EXERCISE MATERIAL section start

PR #287, opened 2016-12-09
mmrm1stspace: add documentation

PascalWithopf:


source/configuration/modules/mmrm1stspace.rst
```diff
@@ -0,0 +1,27 @@
...
+
+This example receives messages over imtcp and modifies them, before sending
+them to a file.
+
+::
+   module(load="imtcp")
+   module(load="mmrm1stspace")
+   input(type="imtcp" port="13514")
+   action(type="mmrm1stspace")
+   action(type="omfile" template="outfmt" file="rsyslog.out.log")
```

EXERCISE MATERIAL section end

=== ASSIGNED TASK ===
Would you please repeat all the entries exactly as written?

=== SOLUTION FOR THIS EXERCISE ===
PR #287, opened 2016-12-09
mmrm1stspace: add documentation

PascalWithopf:


source/configuration/modules/mmrm1stspace.rst
```diff
@@ -0,0 +1,27 @@
...
+
+This example receives messages over imtcp and modifies them, before sending
+them to a file.
+
+::
+   module(load="imtcp")
+   module(load="mmrm1stspace")
+   input(type="imtcp" port="13514")
+   action(type="mmrm1stspace")
+   action(type="omfile" template="outfmt" file="rsyslog.out.log")
```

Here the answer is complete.